PR #6370, opened 2024-02-15
Fix two data races in declare tests

wildum:
#### PR Description

Fix two data races with mutex.

### DIFF
--- a/pkg/flow/internal/controller/component_node_manager.go
+++ b/pkg/flow/internal/controller/component_node_manager.go
@@ -74,3 +74,10 @@ func findLocalDeclare(reg *CustomComponentRegistry, componentName string) (ast.B
 	}
 	return nil, nil
 }
+
+func (m *ComponentNodeManager) SetCustomComponentRegistry(reg *CustomComponentRegistry) {
+	m.mut.Lock()
+	defer m.mut.Unlock()
+
+	m.customComponentReg = reg
+}
--- a/pkg/flow/internal/controller/component_node_manager.go
+++ b/pkg/flow/internal/controller/component_node_manager.go
@@ -75,7 +75,7 @@ func findLocalDeclare(reg *CustomComponentRegistry, componentName string) (ast.B
 	return nil, nil
 }
 
-func (m *ComponentNodeManager) SetCustomComponentRegistry(reg *CustomComponentRegistry) {
+func (m *ComponentNodeManager) setCustomComponentRegistry(reg *CustomComponentRegistry) {
 	m.mut.Lock()
 	defer m.mut.Unlock()
 
--- a/pkg/flow/internal/controller/custom_component_registry.go
+++ b/pkg/flow/internal/controller/custom_component_registry.go
@@ -1,13 +1,17 @@
 package controller
 
 import (
+	"sync"
+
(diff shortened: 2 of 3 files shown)


pkg/flow/internal/controller/component_node_manager.go
```diff
@@ -74,3 +74,10 @@ func findLocalDeclare(reg *CustomComponentRegistry, componentName string) (ast.B
 	}
 	return nil, nil
 }
+
+func (m *ComponentNodeManager) SetCustomComponentRegistry(reg *CustomComponentRegistry) {
```
thampiotr, line 78: This doesn't need to be exported, right?

thampiotr (approved):
LGTM % the exporting of method

pkg/flow/internal/controller/component_node_manager.go
wildum: nop, it's used only in the controller pkg right now. Feels weird not to export a setter but I guess I should stick with "if not used outside of pkg then should not export"

thampiotr: definitely! do not export something that is not used outside - keep classes well encapsulated. 

When reading this code, it would be easy to wonder what else might be calling this Set from outside the package, then one would need to search and notice that it's not used anywhere else and it would be a waste of few seconds and increase on a cognitive load on the reader (and maybe annoyance). Code that is easy to read is well encapsulated.

tpaschalis (commented):
:shipit:

tpaschalis (approved):

pkg/flow/internal/controller/component_node_manager.go
wildum: yeah, but this pkg is so big (controller) that we don't have much encapsulation and not exporting something does not make much different since that it's by default available to a very wide scope

thampiotr: > not exporting something does not make much different 

It does extend the scope in which the function is available by almost 3x if you look at the lines of code:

_Work to complete_
Transcribe the material in full, exactly as it is given.

_Exercise response_
PR #6370, opened 2024-02-15
Fix two data races in declare tests

wildum:
#### PR Description

Fix two data races with mutex.

### DIFF
--- a/pkg/flow/internal/controller/component_node_manager.go
+++ b/pkg/flow/internal/controller/component_node_manager.go
@@ -74,3 +74,10 @@ func findLocalDeclare(reg *CustomComponentRegistry, componentName string) (ast.B
 	}
 	return nil, nil
 }
+
+func (m *ComponentNodeManager) SetCustomComponentRegistry(reg *CustomComponentRegistry) {
+	m.mut.Lock()
+	defer m.mut.Unlock()
+
+	m.customComponentReg = reg
+}
--- a/pkg/flow/internal/controller/component_node_manager.go
+++ b/pkg/flow/internal/controller/component_node_manager.go
@@ -75,7 +75,7 @@ func findLocalDeclare(reg *CustomComponentRegistry, componentName string) (ast.B
 	return nil, nil
 }
 
-func (m *ComponentNodeManager) SetCustomComponentRegistry(reg *CustomComponentRegistry) {
+func (m *ComponentNodeManager) setCustomComponentRegistry(reg *CustomComponentRegistry) {
 	m.mut.Lock()
 	defer m.mut.Unlock()
 
--- a/pkg/flow/internal/controller/custom_component_registry.go
+++ b/pkg/flow/internal/controller/custom_component_registry.go
@@ -1,13 +1,17 @@
 package controller
 
 import (
+	"sync"
+
(diff shortened: 2 of 3 files shown)


pkg/flow/internal/controller/component_node_manager.go
```diff
@@ -74,3 +74,10 @@ func findLocalDeclare(reg *CustomComponentRegistry, componentName string) (ast.B
 	}
 	return nil, nil
 }
+
+func (m *ComponentNodeManager) SetCustomComponentRegistry(reg *CustomComponentRegistry) {
```
thampiotr, line 78: This doesn't need to be exported, right?

thampiotr (approved):
LGTM % the exporting of method

pkg/flow/internal/controller/component_node_manager.go
wildum: nop, it's used only in the controller pkg right now. Feels weird not to export a setter but I guess I should stick with "if not used outside of pkg then should not export"

thampiotr: definitely! do not export something that is not used outside - keep classes well encapsulated. 

When reading this code, it would be easy to wonder what else might be calling this Set from outside the package, then one would need to search and notice that it's not used anywhere else and it would be a waste of few seconds and increase on a cognitive load on the reader (and maybe annoyance). Code that is easy to read is well encapsulated.

tpaschalis (commented):
:shipit:

tpaschalis (approved):

pkg/flow/internal/controller/component_node_manager.go
wildum: yeah, but this pkg is so big (controller) that we don't have much encapsulation and not exporting something does not make much different since that it's by default available to a very wide scope

thampiotr: > not exporting something does not make much different 

It does extend the scope in which the function is available by almost 3x if you look at the lines of code:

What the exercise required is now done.